PR #1136, opened 2026-08-03
feat: parser optimization

dapeng1162:
# SQL Parser Rewrite and Per-Scheduler Parse Cache

This document describes the rework of `Supavisor.PgParser` shipped in this
PR: a C NIF linked directly against libpg_query 17 (replacing the
Rustler/`pg_query.rs` NIF), plus a per-scheduler cache of classification
results keyed by statement *shape*. It covers the motivation, the design
with emphasis on how correctness is guaranteed, and the measured results.

## 1. Background

Every query that arrives over the PostgreSQL simple protocol is classified
before routing: `Supavisor.Protocol.SimpleQueryHandler` calls
`Supavisor.PgParser.statement_types/1` on the query text to learn the
top-level statement kinds (`["SelectStmt"]`, `["InsertStmt"]`, ...). This
runs **on every client SQL string**, so classification is one of the
hottest code paths in the data plane.

The previous implementation had two problems:

1. **A full parse per query.** The result depends only on the statement
   *shape*, yet `SELECT * FROM t WHERE id = 1` and the identical query
   with `id = 2` were each parsed from scratch.
2. **An extra, expensive hop in the chain.** The NIF was a Rustler crate
   using `pg_query.rs` (6.1.0) — and `pg_query.rs` itself is only a thin
   Rust wrapper around libpg_query: it vendors the same libpg_query C
   sources into a Rust crate and exposes them through its own API. The
   real parser was always C, so this middle layer added nothing over the
   C library — only overhead. Concretely, the old path parsed through
   `pg_query_parse_protobuf`: libpg_query builds a complete **protobuf
   AST**, `pg_query.rs` decodes the entire tree into Rust structs — and
   then `statement_types()` read only the top-level statement kinds and
   returned a `Vec<String>`. The protobuf construction and the full-tree
   decode were pure overhead for this use case, and the Rust crate added
   a second toolchain to every build (release Dockerfiles, CI,
   hot-upgrade pipelines). The NIF can link libpg_query directly
   instead, which is exactly what this rework does.

Measured baseline (Linux aarch64, 10 cores, Elixir 1.18.2 / OTP 27.2,
`mix run --no-start bench/pg_parser.exs`, 2026-07-30): 4.35 µs for a
trivial insert, 100.87 µs for a 777-byte analytical SELECT, 176.85 µs for
a ~1.2 KB long IN list.

### 2.1 High level design

The rework changes how a simple-protocol query gets classified, in two
independently useful steps:

1. **Parse in C instead of Rust + protobuf.** The Rustler/`pg_query.rs`
   NIF is replaced by a plain C NIF (`nif/pgparser/`) linked directly
   against libpg_query 17: `pg_query_raw_parse` builds the raw parse tree
   and the NIF walks it (`List` of `RawStmt`) in C, returning only the
   top-level statement kind names. No protobuf AST is built, no tree
   crosses the NIF boundary, and the Rust toolchain disappears from the
   build.
2. **Cache classifications by statement shape.** The classification
   result depends only on a query's *shape*, so each scheduler keeps an
   LRU cache from a canonical encoding of the query's token stream to the
   statement kind list. On a hit the query is never parsed at all.

Both steps preserve the `Supavisor.PgParser.statement_types/1` contract —
`{:ok, ["SelectStmt", ...]} | {:error, "Error parsing query"}` —
byte-for-byte, so callers see no difference.

Per-query flow:

```
simple query
    │
    ▼
scan once with the PostgreSQL core scanner
    │
    ├─ not eligible (non-DML, multi-statement, scan error)
    │    └─► full C parse ──► result                         [bypass]
    │
    └─ eligible ──► per-scheduler LRU lookup
                      ├─ hit  ──► cached result
                      └─ miss ──► full C parse ──► insert ──► result
```

Every path that does not serve from the cache behaves exactly as if the
cache did not exist.

### 2.2 Low level design

**C NIF** (`nif/pgparser/`, plain C built with make):

- libpg_query is pinned to `17-6.2.1` with sha256 verification of the
  tarball; `nif/pgparser/patches/` can carry local patches (currently
  none are needed).
- The NodeTag → name table is generated at build time from `nodetags.h`,
  keeping the protobuf-compatible naming (`SelectStmt`, `InsertStmt`,
  ...).
- Only the statement kind names cross the NIF boundary — no protobuf, no
  AST marshalling, no Rust toolchain.

**Shape encoding.** On the cache path the SQL is scanned once by the
PostgreSQL core scanner — the same scanner the parser itself uses — and
encoded into a canonical token stream:

- keywords → their token codes;
- identifiers and operators → normalized bytes;
- `$n` parameters → the parameter number;
- literal values → folded to their literal *type* tag (integer, float,
  string, bit-string remain distinct);
- comments and whitespace are skipped; trailing semicolons are ignored.

**Cache key and value.** The canonical stream is hashed with seeded
XXH64 (64-bit); the key is the digest plus the token count and the
serialized length, and carries a versioned context header (see 2.3). The
cached value is the statement kind list (~300 bytes).

**Placement and sizing.** Caches are **per scheduler** via `enif_tsd`:
each scheduler owns a lock-free LRU cache, so the hot path takes no
locks, executes no atomics, and touches no shared cache lines.
`PARSER_CACHE_SIZE` (default 1024, `0` disables) bounds each scheduler's
cache; total memory is roughly `size × ~300 bytes × schedulers`.

**Observability.** `cache_stats/0` exposes aggregated counters (hits,
misses, bypasses split by reason, inserts, evictions, entries, parses,
parse_errors); the two headline counters are exported as
`parser_cache_hits` / `parser_cache_misses` Prometheus metrics.

### 2.3 Correctness

The cache must never return a result the parser itself would not have
returned. Five mechanisms enforce this, in order:

1. **Conservative eligibility.** Only single-statement
   SELECT/INSERT/UPDATE/DELETE/MERGE queries are eligible. Everything
   else — CTEs (`WITH`), `PREPARE`/`EXECUTE`, `DO`, `SET`, `EXPLAIN`,
   multi-statement payloads (detected from a top-level `;` in the token
   stream), and anything the scanner rejects — **bypasses** the cache and
   always takes the full-parse path, with exactly the same results and
   error semantics as if no cache existed.
2. **Same key ⇒ same result, by construction.** The shape encoding only
   folds aspects that provably cannot change the top-level statement
   kinds: literal *values* (folded per literal type, so `id = 1` and
   `id = 'a'` do **not** share a key), whitespace, comments, and trailing
   semicolons. Keywords, identifiers, operators, and parameter numbers
   all participate in the key. The first keyword is verified against the
   allowlist from the token stream itself. One exception class is
   excluded from shaping entirely: literals whose *content* is validated
   only at parse time, where the core scanner cannot see the outcome. In
   PostgreSQL 17 these are exactly two — unicode literals (`U&'...'` /
   `U&"..."` bodies and any `UESCAPE` clause, validated by the parser's
   token-filter layer via `str_udeescape`/`check_uescapechar`) and
   `float(p)` precisions (validated by a grammar action on the folded
   integer value). Two queries can share a token shape yet differ in
   parse success (`UESCAPE '!'` vs `UESCAPE '0'`, `float(53)` vs
   `float(55)`), so both bypass the cache. The parse-time error surface
   of the pinned libpg_query (grammar actions + token filter) was
   audited exhaustively: every other parse-time check depends on
   keywords, identifiers, parameters, or structure, all of which join
   the shape.
3. **Every insert is gated by a real parse.** An entry is written only
   after a full raw parse of that very SQL confirms exactly one
   allowlisted statement; the cached value is exactly what that parse
   returned. Lookups compare the full key: the 64-bit XXH64 digest, the
   token count, and the serialized size. With a 64-bit digest the
   birthday-bound collision probability is ~2.7e-12 at 1e4 cached shapes
   per scheduler, and a collision requires identical token count and
   serialized size on top. The seed is folded from 32 bytes of random
   material generated at boot; note that seeded XXH64 is *not* a keyed
   MAC, so this is only best-effort resistance against crafted
   collisions — deliberate cache poisoning is explicitly out of the
   threat model (the worst case of a collision is a wrong
   statement-kind list for the colliding query, and inserts remain
   gated by a real parse).
4. **Versioned context header.** Every key includes a magic, a format
   version, and `PG_PARSE_INFO_RULES_VERSION`. Any change to the
   extraction/shape rules bumps the version; entries written under old
   rules simply miss after a hot upgrade and age out via LRU — no stale
   results, no explicit flush.
5. **ABI-checked state reuse on hot upgrade.** The NIF instance state
   opens with a magic and `PG_NIF_STATE_ABI_VERSION`. The upgrade
   callback reuses the old instance — TSD key, caches, and secret all
   survive a code reload — only when both match, i.e. the old memory
   provably has the layout the new code was compiled against. A foreign
   priv (e.g. the former Rustler library's, on the first C-NIF upgrade)
   or a layout change fails the check: the new library performs a fresh
   load and leaves the old state to the old library's own unload, which
   frees it using the layout it was allocated with. The caches are
   volatile by design, so dropping them across an ABI break needs no
   migration. Any change to a reused layout or signature
   (`pg_nif_priv_t`, `pg_cache_t`, `pg_cache_entry_t`, `pg_shape_key_t`,
   `pg_parse_info_t`, the `pg_cache_*` functions) must bump
   `PG_NIF_STATE_ABI_VERSION`. A hot *downgrade* across an ABI break is
   unsupported: pre-magic code cannot recognize the new layout.

### 2.4 Test

Testing backs each correctness layer:

- 103 C unit checks (`make -C nif/pgparser test`): shape equivalence
  classes (literal/case/whitespace/comment/semicolon variants share a
  key; different tables, columns, quoted-identifier case, or literal
  types do not), XXH64 known-answer vectors from upstream's official
  sanity table, streaming-consistency checks (bulk vs. 1-byte vs.
  irregular chunk feeds), LRU semantics, stats identities, and
  bypass eligibility for parse-time-validated literals (unicode
  literals, `float(p)` precisions).
- A differential corpus at the Elixir level
  (`test/support/parse_shape_corpus.ex`, driven from
  `test/supavisor/pg_parser_test.exs`): same-shape groups must return
  identical results and converge to one cache entry; distinct-shape
  pairs must never hit each other's entries; allowlisted-but-invalid SQL
  never enters the cache; bypass families never hit or insert; the
  capacity identity `inserts == entries + evictions` holds; 1000
  concurrent same-shape calls stay consistent. Ordering regressions pin
  the parse-time-validated literal carve-out: `UESCAPE '!'` followed by
  `UESCAPE '0'` (and vice versa) and `float(53)` followed by `float(55)`
  (and vice versa) re-validate on every call and never hit or insert,
  while `float` without a precision stays cacheable.
- The classification table test covers multi-statement payloads, unicode
  identifiers, `E'...'` strings, empty/comment-only input, and the
  contract error shape.

### Reproducible ECS microbenchmark (x86_64)

The final parser comparison was run on 2026-08-03 on one Alibaba Cloud
`ecs.c9i.2xlarge` ordinary on-demand instance (8 vCPU / 16 GiB, Intel
Xeon 6982P-C, Ubuntu 22.04 x86_64). The runtime was Elixir 1.18.2 on OTP
27.2 / ERTS 15.2 with the JIT and eight online schedulers.

The Rust baseline was measured first, followed by the optimized build on
the same instance. Both source trees used the exact same
`bench/pg_parser.exs` (SHA-256
`6daa12e027d4964f6a4fa7e4605d03d627a2db7f077fdb48d2518ee3a36d5524`).
Each configuration ran in three fresh VM invocations with a 2-second
warmup, 5-second measurement, and `parallel: 1`. Every value below is
the median of the three per-run Benchee `average` values, not a selected
best run.

The revisions were:

- Rust + protobuf baseline: `origin/main` at
  `d366ef0056393692e669d4883e47abe0723d8435`;
- optimized base: `0da16d95155f63239ae56f4db27b75f2c32c4519`;
- optimized uncommitted binary diff: SHA-256
  `20a7b2309c1f4fd974f9d0a3000f35f930ee0505a472c835a8f0ce18c1b10560`;
- untracked `c_src/xxh64.h`: SHA-256
  `2e812fa055c74919908238258ee66cfdf6782cd2b94f378ba9bef9c5398c3ca2`.

"C parse" sets `PARSER_CACHE_SIZE=0`, isolating the C rewrite from the
cache. "C default" leaves the variable unset (`1024` entries per
scheduler); eligible repeated workloads are cache hits after warmup,
while DO, multi-statement, and CTE inputs intentionally bypass the cache.

| workload | Rust + protobuf | C parse, no cache | parse speedup | C default | total speedup |
| --- | ---: | ---: | ---: | ---: | ---: |
| trivial insert | 5.65 µs | 0.89 µs | 6.3x | 0.62 µs | 9.1x |
| dollar-quoted DO block | 3.81 µs | 1.06 µs | 3.6x | 1.22 µs | 3.1x |
| multi-statement | 19.55 µs | 1.99 µs | 9.8x | 2.22 µs | 8.8x |
| MERGE | 46.71 µs | 4.79 µs | 9.8x | 2.97 µs | 15.7x |
| INSERT multi-row RETURNING | 56.30 µs | 5.96 µs | 9.4x | 3.51 µs | 16.0x |
| jsonb + arrays | 64.69 µs | 5.73 µs | 11.3x | 3.22 µs | 20.1x |
| UPDATE with subquery | 71.27 µs | 5.71 µs | 12.5x | 3.18 µs | 22.4x |
| analytical SELECT (joins + windows) | 117.33 µs | 9.91 µs | 11.8x | 5.48 µs | 21.4x |
| CTE chain | 119.12 µs | 10.16 µs | 11.7x | 10.32 µs | 11.5x |
| deeply nested subquery | 120.51 µs | 8.29 µs | 14.5x | 4.13 µs | 29.2x |
| long IN list (~1.2 KB) | 207.25 µs | 13.13 µs | 15.8x | 6.01 µs | 34.5x |

The C rewrite alone is 3.6–15.8x faster than Rust + protobuf across the
suite. With the default cache setting, the complete optimized path is
3.1–34.5x faster. Bypass workloads can be slightly slower than C parse
alone because they conservatively scan before falling through to the
full parse; the table includes that cost rather than reporting only
cache-friendly inputs.

The second phase of the same harness explicitly exercises cache paths:

| path / workload | Rust baseline | optimized, default cache | speedup |
| --- | ---: | ---: | ---: |
| hit: repeated same SQL | 9.53 µs | 0.60 µs | 15.9x |
| hit: varying literals, same shape | 9.63 µs | 0.65 µs | 14.8x |
| bypass: PREPARE | 4.50 µs | 0.98 µs | 4.6x |
| miss: unique shape each call | 9.77 µs | 1.63 µs | 6.0x |
| hit: analytical SELECT | 118.04 µs | 5.48 µs | 21.5x |
| hit: long IN list (~1.2 KB) | 206.85 µs | 6.03 µs | 34.3x |

The Rust implementation has no cache. The hit/miss labels in its column
describe the SQL workload supplied by the identical harness, not an
internal Rust cache path.

### End-to-end cluster benchmark (pgbench, x86_64)

Three-instance setup on Alibaba Cloud cn-wulanchabu (2026-08-03), all
`ecs.c9i` ordinary on-demand compute instances on the internal network:

- pgbench 14.23 client: 16 vCPU / 32 GiB (drives the load);
- Supavisor: 8 vCPU / 16 GiB, `MIX_ENV=prod`, eight online schedulers,
  tenant `bench` (`pool_size=100`, transaction mode,
  `NAMED_PREPARED_STATEMENTS_ENABLED=true` unless noted;
  `client_heartbeat_interval=0` for clean long runs);
- PostgreSQL 14.23: 32 vCPU / 64 GiB, pgbench scale 500 in 16 GiB
  `shared_buffers`. A direct-to-PG run with the same 1000 clients
  measured 592,012 TPS (5-second-window median; 583,487 TPS end-of-run),
  confirming roughly 6x backend headroom.

Each configuration restarts the Supavisor VM with the relevant build and
flags. Reported figures are the **median of pgbench's 5-second progress
windows over a 2-minute steady state** (`-P 5`): the end-of-run summary
can be distorted by a pre-existing mass-disconnect teardown issue that
reproduces identically on both builds and is unrelated to this PR. In
every parsing configuration the BEAM uses 7.90–7.94 of the eight
available cores, so throughput differences directly reflect the CPU
cost of the parse path. CPU and RSS are medians of the saturated
`pidstat` samples; proxy CPU is BEAM CPU normalized to eight vCPUs.

**pgbench select-only** (`pgbench -n -S -c 1000 -j 16`):

| configuration | TPS (median) | TPS range | avg latency | proxy CPU | BEAM cores | BEAM RSS |
| --- | --- | --- | --- | --- | --- | --- |
| A: master, Rust `pg_query.rs` parse | 80,158 | 72.0k–80.4k | 12.529 ms | 99.3% | 7.94 | 254 MB |
| B: this PR, cache hit (`PARSER_CACHE_SIZE=1024`) | 99,877 | 89.8k–100.6k | 10.049 ms | 98.8% | 7.90 | 258 MB |
| C: this PR, cache disabled (`PARSER_CACHE_SIZE=0`) | 98,531 | 93.1k–98.9k | 10.173 ms | 98.8% | 7.91 | 252 MB |

Reference rows with parsing skipped entirely
(`NAMED_PREPARED_STATEMENTS_ENABLED=false`): this branch 105,904 TPS,
master 104,713 TPS — within 1.1% of each other, confirming the two
builds are otherwise equivalent.

After the cached load-test series, parser counters showed
`hits=19,315,203`, `misses=parses=inserts=entries=8` (one entry per
scheduler), `evictions=0`, and `parse_errors=0`.

**Load test** (the README `VALUES (...)` select through the same
simple-query classification path, `pgbench -n -f values.sql`, 30 s per
concurrency level):

| clients | A: master, Rust parse (TPS) | B: this PR, cache hit (TPS) | A latency ms | B latency ms |
| --- | --- | --- | --- | --- |
| 1 | 6,729 | 7,520 | 0.149 | 0.133 |
| 2 | 13,237 | 15,199 | 0.151 | 0.132 |
| 4 | 21,398 | 26,224 | 0.187 | 0.152 |
| 8 | 35,388 | 41,814 | 0.226 | 0.191 |
| 16 | 57,288 | 69,274 | 0.279 | 0.231 |
| 32 | 67,553 | 90,373 | 0.474 | 0.354 |
| 64 | 72,992 | 100,685 | 0.877 | 0.636 |
| 128 | 75,832 | 104,874 | 1.688 | 1.220 |
| 256 | 75,076 | 103,255 | 3.406 | 2.479 |
| 512 | 74,056 | 101,980 | 6.911 | 5.019 |

Reading the two tables together:

- End-to-end, B beats A by **+24.6% TPS and −19.8% latency** on
  select-only, and holds a **~+38% higher plateau** (102–105k vs
  74–76k TPS) under the cheaper VALUES query, where the proxy's
  per-query parse cost is a larger share of the work. Latency at 512
  clients drops from 6.911 ms to 5.019 ms (−27.4%).
- The C NIF alone delivers the bulk of the win (C vs A: +22.9%); the
  shape cache adds 1.4% on top on an already CPU-saturated proxy.
- Framed as the cost of having a parse path at all: master's Rust path
  spends **23.4%** of end-to-end throughput (80.2k vs 104.7k unparsed);
  this PR's parse-plus-cache path spends **5.7%** (99.9k vs 105.9k).
- BEAM memory stays flat in all configurations (~252–258 MB RSS); the
  cache's per-scheduler bound (`1024 × ~300 B × 8 schedulers`) is
  negligible.

## 4. Conclusion

The large, unconditional win is the C rewrite: the reproducible ECS run
measured a 3.6–15.8x faster no-cache classification path, with the Rust
toolchain and the protobuf AST removed from both the hot path and the
build. The complete optimized path with the default cache was
3.1–34.5x faster across the suite, including conservative bypass costs.
The cluster benchmark shows this holding end to end: on a CPU-saturated
8-vCPU proxy, the Rust parse path costs 23.4% of pgbench select-only
throughput, while this PR's full parse-plus-cache path costs 5.7% — net
+24.6% TPS and −19.8% latency over the Rust baseline, and a ~38% higher
plateau under the README load test.

The cache is intentionally more modest in latency terms, and it is worth
stating this plainly: **a cache hit is about 1.4–2.2x faster than a plain
C parse** in the reproducible ECS run (0.62 vs 0.89 µs trivial; 5.48 vs
9.91 µs analytical; 6.01 vs 13.13 µs long IN list). The scanner pass is
a shared, irreducible per-byte cost of both the hit and the miss path, so
hits cannot be orders of magnitude cheaper.

What the hit path does eliminate is **memory-subsystem work**, and that
is the point. A miss (or an uncached parse) pays a libpg_query memory
context setup and teardown, a full AST's worth of node allocations — and
on the old path, a protobuf tree on top — for every single query. A hit
performs one bounded scan, one incremental hash, and a ~2 ns LRU lookup,
then serves a pre-built ~300-byte result; no memory context, no AST, no
per-query transient allocation, and (because caches are per scheduler)
no locks and no cross-core cache-line traffic. Under extreme load — a
Supavisor cluster classifying every simple query from millions of client
connections — the benefit compounds through reduced allocator pressure
and fewer allocation-driven tail-latency spikes, rather than through the
mean-latency delta alone. For workloads where the cache is unwanted, it
can be disabled with `PARSER_CACHE_SIZE=0`, falling back to the already
3.6–15.8x faster plain C parse.


v0idpwn:
@dapeng1162 I appreciate the PR, but I'm not sure if this is something we are willing to maintain at the moment. I'm curious whether you are deploying Supavisor in conditions this change is needed. Could you please share a bit more about your use case? 

Thank you.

Exercise prompt: Above are the records; repeat exactly the lines from the one holding "to learn the" down to the one holding "top-level statement kind names.", end lines included.

Task result:
`Supavisor.PgParser.statement_types/1` on the query text to learn the
top-level statement kinds (`["SelectStmt"]`, `["InsertStmt"]`, ...). This
runs **on every client SQL string**, so classification is one of the
hottest code paths in the data plane.

The previous implementation had two problems:

1. **A full parse per query.** The result depends only on the statement
   *shape*, yet `SELECT * FROM t WHERE id = 1` and the identical query
   with `id = 2` were each parsed from scratch.
2. **An extra, expensive hop in the chain.** The NIF was a Rustler crate
   using `pg_query.rs` (6.1.0) — and `pg_query.rs` itself is only a thin
   Rust wrapper around libpg_query: it vendors the same libpg_query C
   sources into a Rust crate and exposes them through its own API. The
   real parser was always C, so this middle layer added nothing over the
   C library — only overhead. Concretely, the old path parsed through
   `pg_query_parse_protobuf`: libpg_query builds a complete **protobuf
   AST**, `pg_query.rs` decodes the entire tree into Rust structs — and
   then `statement_types()` read only the top-level statement kinds and
   returned a `Vec<String>`. The protobuf construction and the full-tree
   decode were pure overhead for this use case, and the Rust crate added
   a second toolchain to every build (release Dockerfiles, CI,
   hot-upgrade pipelines). The NIF can link libpg_query directly
   instead, which is exactly what this rework does.

Measured baseline (Linux aarch64, 10 cores, Elixir 1.18.2 / OTP 27.2,
`mix run --no-start bench/pg_parser.exs`, 2026-07-30): 4.35 µs for a
trivial insert, 100.87 µs for a 777-byte analytical SELECT, 176.85 µs for
a ~1.2 KB long IN list.

### 2.1 High level design

The rework changes how a simple-protocol query gets classified, in two
independently useful steps:

1. **Parse in C instead of Rust + protobuf.** The Rustler/`pg_query.rs`
   NIF is replaced by a plain C NIF (`nif/pgparser/`) linked directly
   against libpg_query 17: `pg_query_raw_parse` builds the raw parse tree
   and the NIF walks it (`List` of `RawStmt`) in C, returning only the
   top-level statement kind names. No protobuf AST is built, no tree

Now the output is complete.